Comments: Painting w/ Fire

It was Jon Friedman who first turned me onto Yves Klein sometime in the mid-70's when we lived in Bisbee.

I was floored, especially when I read about how he had used a flamethrower to torch paintings while members of the Paris fire dept stood by with hoses and axes (there are photos documenting this event).

But I never got just what Klein's process was, and so, as I was just beginning my journey into silversmithing and learning how to manipulate a propane tank, and Jon, who had become the director of the Cochise Fine Arts Gallery, had beneficently allowed me to come by and pick up "free" art supplies (left by the elderly ladies painting club that had disbanded when the hippies took over this once bastion of Bisbee's cultural heritage).

Thus, armed with passion and no doubt some mescal and weed, I began to experiment!

I wanted to work in oils at that time and knowing practically nothing about the medium of course (Jon and Peter Young called me a naive painter, which I have always understood was something they believed was to my advantage).

Eventually, after playing w/ smaller bits of canvas, I decided to lug this huge piece of plywood that sat abandoned in my neighbor Michael Foster's backyard into my studio, stretched/stapled canvas onto it, and painted away, choosing mostly "sunset" reds and oranges and whatever other related colors I had.

I also started pouring and splattering turpentine (I used it to clean brushes) onto areas of this long (10-12") canvas, and lighting it w/ the torch.

Rivers of Fire!!!

Sometimes I'd "direct" the flow, others I would allow it to meander.

And I also began to apply clomps of pigment in areas of the canvas (then later on other pieces), thickly applied, and then burn it.

That was totally intriguing as well; I played with breaking down the oil paint, and of course figuring out what effects worked and compensated for what didn't.

Thus, the two red landscape fire paintings came from that event (lasting over a few weeks).

But it was actually Peter Young, who wandered by one evening (during one of his turquoise specimen discovery tours on "B" Mountain, who came up with what proved to be the ultimate lesson!

This 12' "canvas had been sitting in my studio for days when Peter wandered by.

After a short rap in the kitchen, I led him into the studio to show him this latest "Frankenstein"; admittedly, like the good doctor, I too didn't fully understand my creation, and thought I needed to continue working on this "monster" to try and make it into a "whole statement", unify its somewhat dysfunctional disjointed parts.

Peter, always the brilliant teacher, suddenly grabbed a wooden frame sitting on the floor (maybe 8.5/11"???), and began "framing" sections of this thing he saw as individual "paintings"!

I was stoned, dumbfounded at what I saw; Peter, playing his Don Genero part, laughed like a child!

And so he showed me some 15 paintings or so instead of one, blowing me "idealistic" mind, as I had always assumed an artist paints his/her inspiration, works it into some holistic statement, and moves on. I mean, paintings weren't the cut-up prose and poetry of Burroughs and Gyson!

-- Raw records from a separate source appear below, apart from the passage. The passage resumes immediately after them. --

PR #1880, opened 2021-09-11
Exclude outdated solar system objects

### LINKED ISSUE #1564: Exclude outdated comet data in ephemeris computations
### Expected Behaviour
Don't include comets beyond their valid time range in ephemeris computations

### Actual Behaviour
Found during trial around #1563: When searching for phenomena around Jupiter's moons in 2021, I can find conjunctions with comets with orbital data from the 1960s or so. 

### Steps to reproduce

Load 1000 comets data file. 
Use AstroCalc/Phenomena to search for phenomena around Jupiter's moons, e.g. June to September 2021.

### System
* Stellarium version: 0.21.0-RC1
* Operating system: Windows (irrelevant)
* Graphics Card: (irrelevant)

alex-w:
### Description
Excluding the Solar system objects with outdated data from ephemeris, positions and phenomena computations

Fixes #1564

v0.21.1:
stellarium-006

v0.21.1-122fe98:
stellarium-007

### Type of change

### How Has This Been Tested?
Load 1000 comets data file.
Use AstroCalc/Phenomena (AstroCalc/Positions or AstroCalc/Ephemeris also) to search for phenomena around Jupiter's moons, e.g. June to September 2021.

## Checklist:

### DIFF
--- a/src/core/modules/Planet.hpp
+++ b/src/core/modules/Planet.hpp
@@ -222,6 +222,8 @@ public:
 	virtual double getAngularSize(const StelCore* core) const Q_DECL_OVERRIDE;
 	virtual bool hasAtmosphere(void) {return atmosphere;}
 	virtual bool hasHalo(void) {return halo;}
+	//! Returns whether planet positions are valid and useful for the current simulation time. E.g. outdated orbital elements for Kepler orbits (beyond their orbit_good .ini file entries) may lead to invalid positions which should better not be used.
+	//! @note for major planets and moons this method will be always return true
 	bool hasValidPositionalData();
 	float getAxisRotation(void) { return axisRotation;} //! return axisRotation last computed in computeTransMatrix().
 
--- a/src/core/modules/Planet.hpp
+++ b/src/core/modules/Planet.hpp
@@ -225,12 +225,12 @@ public:
 	//! Returns whether planet positions are valid and useful for the current simulation time.
 	//! E.g. outdated orbital elements for Kepler orbits (beyond their orbit_good .ini file entries)
 	//! may lead to invalid positions which should better not be used.
-	//! @note for major planets and moons this method will be always return true
+	//! @note for major planets and moons this method will always return true
 	bool hasValidPositionalData(const double JDE);
 	//! Returns JDE dates of presumably valid data for positional calculation.
-	//! For the major planets, this is always (std::minreal, std::maxreal)
+	//! For the major planets and moons, this is always (std::numeric_limits<double>::min(), std::numeric_limits<double>::max())
 	//! For planets with Keplerian orbits, this is (epoch-orbit_good, epoch+orbit_good)
-	Vec2d getValidPositionalData();
+	Vec2d getValidPositionalDataRange();
 	float getAxisRotation(void) { return axisRotation;} //! return axisRotation last computed in computeTransMatrix().
 
 	///////////////////////////////////////////////////////////////////////////
--- a/src/core/modules/Planet.hpp
+++ b/src/core/modules/Planet.hpp
@@ -222,9 +222,15 @@ public:
 	virtual double getAngularSize(const StelCore* core) const Q_DECL_OVERRIDE;
 	virtual bool hasAtmosphere(void) {return atmosphere;}
 	virtual bool hasHalo(void) {return halo;}
-	//! Returns whether planet positions are valid and useful for the current simulation time. E.g. outdated orbital elements for Kepler orbits (beyond their orbit_good .ini file entries) may lead to invalid positions which should better not be used.
+	//! Returns whether planet positions are valid and useful for the current simulation time.
+	//! E.g. outdated orbital elements for Kepler orbits (beyond their orbit_good .ini file entries)
+	//! may lead to invalid positions which should better not be used.
 	//! @note for major planets and moons this method will be always return true
 	bool hasValidPositionalData(const double JDE);
+	//! Returns JDE dates of presumably valid data for positional calculation.
+	//! For the major planets, this is always (std::minreal, std::maxreal)
+	//! For planets with Keplerian orbits, this is (epoch-orbit_good, epoch+orbit_good)
+	Vec2d getValidPositionalData();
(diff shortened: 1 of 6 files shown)


axd1967:
The user would benefit from being informed about the problem, as it is not obvious that ephemeris data is outdated (as we can judge from several issues that are reported), especially for comets/asteroids, as these require the user to open the Solar System Editor, which is a tad hairy to manipulate. All too often the users **assume** that the data is always up-to-date, which is obviously NOT the case. So until an automatic update is possible, the user should be aware of the problem.

at least emit a `QWarning()` in the log file for each object that is outdated. 
It looks like this could be a good location for such a warning:
https://github.com/Stellarium/stellarium/blob/bc5ee585fc7b0b5f496a5afa340ac5c2cbbc25e3/src/core/modules/SolarSystem.cpp#L852

nicer but much more expensive is to (also) highlight outdated objected in the tabular GUIs (eg grey/italic?)

src/core/modules/Planet.hpp
```diff
@@ -222,6 +222,7 @@ class Planet : public StelObject
 	virtual double getAngularSize(const StelCore* core) const Q_DECL_OVERRIDE;
 	virtual bool hasAtmosphere(void) {return atmosphere;}
 	virtual bool hasHalo(void) {return halo;}
+	bool hasValidData();
```
gzotti, line 225: Please document what "valid" means in this context! Maybe rename to hasValidOrbitData() or hasValidPositionalData()

alex-w: Good suggestion! 

Done.

src/core/modules/Planet.hpp
```diff
@@ -222,6 +222,7 @@ class Planet : public StelObject
 	virtual double getAngularSize(const StelCore* core) const Q_DECL_OVERRIDE;
 	virtual bool hasAtmosphere(void) {return atmosphere;}
 	virtual bool hasHalo(void) {return halo;}
+	bool hasValidPositionalData();
```
gzotti, line 225: Honestly, we need better documentation! The name is now better, but this should explain to other developers (or ourselves, in 4 months from now) why we need it, or what this test can be used for. E.g.

//! returns whether planet positions are valid and useful for the current simulation time. E.g. outdated orbital elements for Kepler orbits (beyond their orbit_good .ini file entries) may lead to invalid positions which should better not be used.

alex-w: OK, you are right. I'm added notes also...

src/gui/AstroCalcDialog.cpp
```diff
@@ -4473,6 +4480,19 @@ QMap<double, double> AstroCalcDialog::findClosestApproach(PlanetP& object1, Stel
 	QMap<double, double> separations;
 	QPair<double, double> extremum;
 
+	if (object2->getType()=="Planet")
```
gzotti, line 4483: Hmm, do you also see the inefficiency?
For a simple date validity test you set the whole program state twice. 

Please do the following: extend
bool Planet::hasValidPositionalData(const double jde)
{
	if (pType<isObserver)
		return true;
	else if (orbitPtr && pType>=isArtificial)
		return static_cast<KeplerOrbit*>(orbitPtr)->objectDateValid(jde);
	else
		return false;
}

And then you can simply test here:

if  ( (!planet->hasValidPositionalData(stopJD)) || (!planet->hasValidPositionalData(startJD)) )
     return separations;  // empty result.

And probably this is not even what we need here? Imagine some object with orbit_good=100 (days)

You make an ephemeris for 250 days which enclose the orbit's validity range. The object would be excluded with the current solution! Maybe add a test for (startJD+stopJD)/2? Or sample every 50 days between startJD and stopJD? Or is there a limit or typical value for (stopJD-startJD)? If this is always something like 10 days, you could exclude the object if both dates are invalid.

alex-w: I've added JDE as parameter to reduce number of calls, but for second proposal I think it should be postponed to the future releases, because this subsystem should be refactored after pencil and paper works.

gzotti: OK. The inefficiency is solved. 
The next question is just what this function should do. Is this logic correct? Whenever at least one limit of the search interval is outside the validity range for the planet, the planet is discarded. I see a danger of another error. If you need to merge this now, leave a FIXME with this question for later, and maybe somebody reports an error. Else please don't merge, and let's solve this with better tests for the overlapping cases. (We may need to add some really simple date validity queries to the Planet.)

axd1967: please add the `QWarning()` logging, or some other warning mechanism. the `QWarning()` is not much asked, and will help if a user opens an issue; the log will explain what happened.

thank you!

alex-w: > The next question is just what this function should do. Is this logic correct? 

Yes, but I'll change it as first iteration of excluding the data.

gzotti:
I looks much faster, but I may have found another bug.
stellarium-007
Eclipse between Jupiter and Neptune? With more than 3° separation this cannot be an occultation. Maybe Jupiter in transit as seen from Neptune? (Goto Neptune, but seen no transit). 
This is a separate issue though. 
Also, I think shadow transit checks can safely be reduced to the respective planet's moons, not things like comet and Jupiter. Yet another separate issue.

alex-w:
I found today this issue too and this is puzzled me...

gzotti (approved):
I think the purpose of the branch is fulfilled. Newly found old weirdnesses which we now have found should be fixed in other issues/PRs. (0.21.1 finds the same things, so that's not a problem of this PR.)

alex-w:
I'm work on fix of founded issue - just testing the fix right now in this branch

alex-w:
OK, please check the fix

gzotti:
OK. No more eclipses Neptune/Jupiter. 
However, running 0.21.1 and this branch side-by-side, the shadow transit events at Jupiter differ: One finds an event for Io, the other finds Europe, or vice versa. Both are correct in what they are finding, but just seem not to find all events. The search intervals in the phenomena tab overlap but are not identical, if that matters. (It should not!)

alex-w:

But they were, and are- anything goes...whatever works, right?

And so this is how my fire paintings were born and developed. I pretty much continued painting w/ fire for the rest of the years while living in Bisbee (till I split for eastcoast in Dec 1980 after Lennon's assassination and my divorce w/ Chris) and then later in the mid-late 80's when I moved back to Arizona and Tucson.